Rajkishore Barik, Bit-sensitivity and Efficiency of Register Allocation
For embedded applications, the power consumption of register files makes it desirable for embedded processors to use as few registers as possible. Past research has indicated the potential for leveraging bitwidth analysis and bitwidth-aware register allocation to reduce register usage in embedded applications. We make the following contributions in evaluating and enhancing bitwidth-aware register allocation for embedded applications. First, we compare the Tallam-Gupta [POPL'03] bitwidth analysis with an idealized limit study, and show significant opportunities for enhancements. Second, we show how bitwidth-aware register allocation can be enhanced by enhanced bitwidth analysis for scalar and array variables, and also by enhanced coalescing of variables. Third, we use our prototype implementation of bitwidth-aware register allocation in GCC to compare the number of dynamic spill load/store instructions resulting from a) bitwidth-unaware allocation, b) bitwidth-aware allocation, c) enhanced bitwidth-aware allocation, and d) ideal profile-driven bitwidth-aware allocation. Our results show that our enhancements can reduce the number of dynamic spill load/store instructions to between 3% and 27% of the number obtained from the Tallam-Gupta algorithm. These results are also applicable to reconfigurable multicore processors that allow software to configure the number and bitwidth of registers in different phases for power efficiency.

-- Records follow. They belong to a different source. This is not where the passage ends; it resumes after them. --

PR #2970, opened 2026-02-02
Fix --no-ansi breaks and stops printing nested sub flows

eldare:
## Proposed changes

This fix addresses a bug in the `--no-ansi` option.

When using nested complex runFlow inside runFlow, and even deeper, the `--no-ansi` option fails to keep track and stops printing. It gets out of sync. 

NOTE: Maestro testing is still running as expected.

Here is an example of the bug:

main.yml file:
```
appId: ${APP_ID}
---
- runFlow: open_app.yml  <- printed fine
- runFlow: login_to_app.yml  <- printed fine
- runFlow: tests.yml  <-- this flow and everything in it are not being printed.
- runFlow: logout_from_app.yml
- runFlow: login_to_app.yml
- runFlow: tests.yml
```

open_app.yml file:
```
appId: ${APP_ID}
---
- launchApp
```

login_to_app.yml file:
```
appId: ${APP_ID}
---
- runFlow:
    when:
      visible: "name@example.com"
    commands:
      - tapOn: "name@example.com"
      - inputText: ${USERNAME}
      - tapOn: "Continue"
```

tests.yml file:
```
appId: ${APP_ID}
---
- runFlow: test1.yml
- runFlow: test2.yml
```

test1.yml file:
```
appId: ${APP_ID}
---
- assertVisible: "hello"
```

## Fix explained:

The new implementation uses **set-based tracking with unique keys**:
- `printedStartItems` - a `mutableSetOf<String>()` to track which commands have started printing
- `printedCompleteItems` - a `mutableSetOf<String>()` to track which commands have completed printing
- `devicePrinted`, `flowNamePrinted`, `onFlowStartPrinted`, `onFlowCompletePrinted` - boolean/state flags for top-level items

Each command is now identified by a unique **composite key** (e.g., `"$prefix:$index:$description:start"`), which ensures:
1. Commands are only printed once (prevents duplicates)
2. Nested sub-flows are correctly tracked independently
3. The status of each command (`PENDING`, `RUNNING`, `COMPLETED`, etc.) is properly handled

#### **Key Behavioral Improvements**
- The `renderCommandsPlainText()` function now accepts a `prefix` parameter to generate unique keys for nested commands
- Sub-flow sections like `subOnStartCommands`, `subCommands`, and `subOnCompleteCommands` each get their own key namespace
- The fix properly handles deeply nested command structures that were previously not printing correctly

## Testing

I've built and tested the fix locally with complex nested runFlows.

### DIFF
--- a/maestro-cli/src/test/kotlin/maestro/cli/runner/resultview/PlainTextResultViewTest.kt
+++ b/maestro-cli/src/test/kotlin/maestro/cli/runner/resultview/PlainTextResultViewTest.kt
@@ -1,0 +1,337 @@
+package maestro.cli.runner.resultview
+
+import com.google.common.truth.Truth.assertThat
+import maestro.cli.runner.CommandState
+import maestro.cli.runner.CommandStatus
+import maestro.orchestra.AssertConditionCommand
+import maestro.orchestra.Condition
+import maestro.orchestra.ElementSelector
+import maestro.orchestra.MaestroCommand
+import maestro.orchestra.RunFlowCommand
+import org.junit.jupiter.api.BeforeEach
+import org.junit.jupiter.api.Test
+import java.io.ByteArrayOutputStream
+import java.io.PrintStream
+
+class PlainTextResultViewTest {
+
+    private lateinit var outputStream: ByteArrayOutputStream
+    private lateinit var originalOut: PrintStream
+
+    @BeforeEach
+    fun setUp() {
+        outputStream = ByteArrayOutputStream()
+        originalOut = System.out
+        System.setOut(PrintStream(outputStream))
+    }
+
+    private fun tearDown() {
+        System.setOut(originalOut)
+    }
+
+    private fun getOutput(): String {
+        return outputStream.toString()
+    }
+
+    /**
+     * This test verifies that deeply nested runFlow commands are all printed correctly.
+     *
+     * Bug description: When using nested complex runFlow inside runFlow (and even deeper),
+     * the --no-ansi option fails to keep track and stops printing. It gets out of sync.
+     *
+     * Example structure that was failing:
+     * main.yml:
+     *   - runFlow: open_app.yml        <- printed fine
+     *   - runFlow: login_to_app.yml    <- printed fine
+     *   - runFlow: tests.yml           <- this flow and everything in it were NOT being printed
+     *
+     * Where tests.yml contains:
+     *   - runFlow: test1.yml
+     *   - runFlow: test2.yml
+     *
+     * And login_to_app.yml contains a conditional runFlow.
+     *
+     * The fix ensures unique keys are generated for each nested command by using
+     * hierarchical prefixes (e.g., "main:0:sub:0:sub:0") instead of flat indices.
+     */
+    @Test
+    fun `nested runFlow commands should all be printed correctly`() {
+        // Given
+        val resultView = PlainTextResultView()
+
+        // Create a deeply nested structure similar to the bug scenario:
+        // main flow -> runFlow (tests.yml) -> runFlow (test1.yml) -> assertVisible
+
+        val deepestCommand = MaestroCommand(
+            assertConditionCommand = AssertConditionCommand(
+                condition = Condition(visible = ElementSelector(textRegex = "hello"))
+            )
+        )
+
+        val deepestCommandState = CommandState(
+            status = CommandStatus.COMPLETED,
+            command = deepestCommand,
+            subOnStartCommands = null,
+            subOnCompleteCommands = null,
+            subCommands = null
+        )
+
+        // test1.yml - contains assertVisible
+        val test1RunFlow = MaestroCommand(
+            runFlowCommand = RunFlowCommand(
+                commands = listOf(deepestCommand),
+                sourceDescription = "test1.yml",
+                config = null
+            )
+        )
+
+        val test1State = CommandState(
+            status = CommandStatus.COMPLETED,
+            command = test1RunFlow,
+            subOnStartCommands = null,
+            subOnCompleteCommands = null,
+            subCommands = listOf(deepestCommandState)
+        )
+
+        // test2.yml - another nested flow
+        val test2RunFlow = MaestroCommand(
+            runFlowCommand = RunFlowCommand(
+                commands = listOf(deepestCommand),
+                sourceDescription = "test2.yml",
+                config = null
+            )
+        )
+
+        val test2State = CommandState(
+            status = CommandStatus.COMPLETED,
+            command = test2RunFlow,
+            subOnStartCommands = null,
+            subOnCompleteCommands = null,
+            subCommands = listOf(deepestCommandState.copy())
+        )
+
+        // tests.yml - contains test1 and test2
+        val testsRunFlow = MaestroCommand(
+            runFlowCommand = RunFlowCommand(
+                commands = listOf(test1RunFlow, test2RunFlow),
+                sourceDescription = "tests.yml",
+                config = null
+            )
+        )
+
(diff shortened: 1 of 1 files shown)


Fishbowler:
Can you describe the problem this solves in more detail?

eldare:
@Fishbowler I've updated the description.

eldare:
@Fishbowler Hi, do you think this fix can be reviewed? This bug is really problematic when we use Maestro in CI.
Thank you 🙏

maestro-cli/src/main/java/maestro/cli/runner/resultview/PlainTextResultView.kt
```diff
@@ -7,8 +7,12 @@ import maestro.utils.chunkStringByWordCount
...
 class PlainTextResultView: ResultView {
 
-    private var currentStep = 0
-    private var renderStepCount = 0
+    private val printedStartItems = mutableSetOf<String>()
+    private val printedCompleteItems = mutableSetOf<String>()
+    private var devicePrinted = false
+    private var flowNamePrinted: String? = null
+    private var onFlowStartPrinted = false
+    private var onFlowCompletePrinted = false
```
amanjeetsingh150: This feels like too much of state maintenance. This would be harder to maintain over time when things are changed and added on MaestroCommands semantics.

Can't we just have one set:

```
private val printed = mutableSetOf<String>()
```
And print once function that adds in set:

```
private inline fun printOnce(key: String, block: () -> Unit) {
    if (printed.add(key)) block()
}
```

maestro-cli/src/main/java/maestro/cli/runner/resultview/PlainTextResultView.kt
```diff
@@ -22,106 +26,109 @@ class PlainTextResultView: ResultView {
...
+                    println("  ".repeat(indent + 1) + "> On Flow Complete")
+                    printedStartItems.add(onCompleteKey)
                 }
-                renderCommandsPlainText(command.subOnCompleteCommands, indent = indent + 1)
+                renderCommandsPlainText(command.subOnCompleteCommands, indent = indent + 1, prefix = "$commandKey:subOnComplete")
             }
 
-            if (shouldPrintStep()) {
-                println("  ".repeat(indent) + "${c?.description()}... " + status(command.status))
+            if (completeKey !in printedCompleteItems && command.status in setOf(CommandStatus.COMPLETED, CommandStatus.FAILED, CommandStatus.SKIPPED, CommandStatus.WARNED)) {
```
amanjeetsingh150: This completeKey !in printedCompleteItems is repetitive pattern that can be replaced with function as suggested in printOnce function in other comment.

maestro-cli/src/main/java/maestro/cli/runner/resultview/PlainTextResultView.kt
```diff
@@ -22,106 +26,109 @@ class PlainTextResultView: ResultView {
...
     }
 
-    private fun renderCommandPlainText(command: CommandState, indent: Int) {
+    private fun renderCommandPlainText(command: CommandState, indent: Int, commandKey: String) {
         val c = command.command.asCommand()
         if (c?.visible() == false) { return }
 
-        if (command.subCommands != null) {
+        val description = c?.description() ?: "Unknown command"
+        val startKey = "$commandKey:$description:start"
```
amanjeetsingh150: I think the key can be just combination of position like:

Position-only keys ("$key:start")

1. main:0:start, main:0:complete
2. main:0:sub:0:start
3. main:0:onComplete

maestro-cli/src/main/java/maestro/cli/runner/resultview/PlainTextResultView.kt
```diff
@@ -22,106 +26,109 @@ class PlainTextResultView: ResultView {
...
+        val completeKey = "$commandKey:$description:complete"
 
-            if (shouldPrintStep()) {
-                println("  ".repeat(indent) + "${c?.description()}...")
+        if (command.subCommands != null) {
```
amanjeetsingh150: I think the cases here can be simplified like:

```
 private fun renderCommandPlainText(command: CommandState, indent: Int, key: String) {                                                                                                                    
      val c = command.command.asCommand()                                                                                                                                                                  
      if (c?.visible() == false) return                                                                                                                                                                    
                                                                                                                                                                                                           
      val desc = c?.description() ?: "Unknown command"                                                                                                                                                     
      val pad = "  ".repeat(indent)                                                                                                                                                                        
                                                                                                                                                                                                           
      when {                                                                                                                                                                                               
          c is CompositeCommand -> {
              // --- Composite (RunFlow, Repeat, Retry) ---

              // The actual sub-commands of the composite
              command.subCommands?.let { cmds ->
                  renderCommandsPlainText(cmds, indent + 1, "$key:sub")
              }

              // onFlowComplete hooks
              command.subOnCompleteCommands?.let { cmds ->
                  renderCommandsPlainText(cmds, indent + 1, "$key:onComplete")
              }

              // Print completion line once when it reaches a terminal status
              if (command.status in TERMINAL_STATUSES) {
                  printOnce("$key:complete") { println("$pad$desc... ${status(command.status)}") }
              }
          }

          else -> {
              // --- Simple command (tapOn, assertVisible, etc.) ---
              when (command.status) {

                  CommandStatus.RUNNING -> {
                      printOnce("$key:start") { print("$pad$desc...") }
                  }

                  in TERMINAL_STATUSES -> {

                      }
                  }

                  else -> {}
              }
          }
      }
  }
```

amanjeetsingh150 (commented):
You've done really good job in explaining the problem on PR description now. It would ensure we don't break this again if you add a test in Integration test here:

https://github.com/mobile-dev-inc/Maestro/blob/main/maestro-test/src/test/kotlin/maestro/test/IntegrationTest.kt

maestro-cli/src/main/java/maestro/cli/runner/resultview/PlainTextResultView.kt
eldare: Fixed.

maestro-cli/src/main/java/maestro/cli/runner/resultview/PlainTextResultView.kt
eldare: Fixed.

maestro-cli/src/main/java/maestro/cli/runner/resultview/PlainTextResultView.kt
eldare: Fixed.

maestro-cli/src/main/java/maestro/cli/runner/resultview/PlainTextResultView.kt
eldare: Fixed.

eldare:
@amanjeetsingh150 Thank you for the review. I've fixed your notes.

As for adding tests to the integration tests, I couldn't figure out how to apply cli related code there, so instead I've created dedicated unit tests for the fixed area.
Please let me know if I should add more.

Thank you 🙏

amanjeetsingh150:
> @amanjeetsingh150 Thank you for the review. I've fixed your notes.
> 
> As for adding tests to the integration tests, I couldn't figure out how to apply cli related code there, so instead I've created dedicated unit tests for the fixed area.
> Please let me know if I should add more.
> 
> Thank you 🙏

Ahh, makes sense this is the rendering logic. I thought for some reason we had those test. But the one that you add are also good. I think we should be ready to get this in once tests pass.

eldare:
🎉 Thank you @amanjeetsingh150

In the second part of the talk we present recent extensions to the Poletto-Sarkar Linear Scan register allocation algorithm [TOPLAS'99]. We propose two Extended Linear Scan (ELS) algorithms that retain the compile-time efficiency of past Linear Scan algorithms at the same time delivering performance that can match or surpass that of Graph Coloring. Specifically, we highlight three fundamental theoretical limitations in using Graph Coloring as a foundation for global register allocation, and introduce a basic Extended Linear Scan algorithm, ELS_0, which addresses all three limitations for the problem of Spill-Free Register Allocation. We introduce the ELS_1 algorithm which extends ELS_0 to obtain a greedy algorithm for the problem of Register Allocation with Total Spills. Finally, we present experimental results to compare the Graph Coloring and Extended Linear Scan algorithms. Our results show that the space and time used by ELS_1 is significantly smaller than those used by GC --- the compile-time speedups for ELS_1 relative to GC varied from 15 to 68 times. In addition, the resulting execution time improved by up to 5.8% for ELS_1 relative to GC, with an average improvement of 2.3%.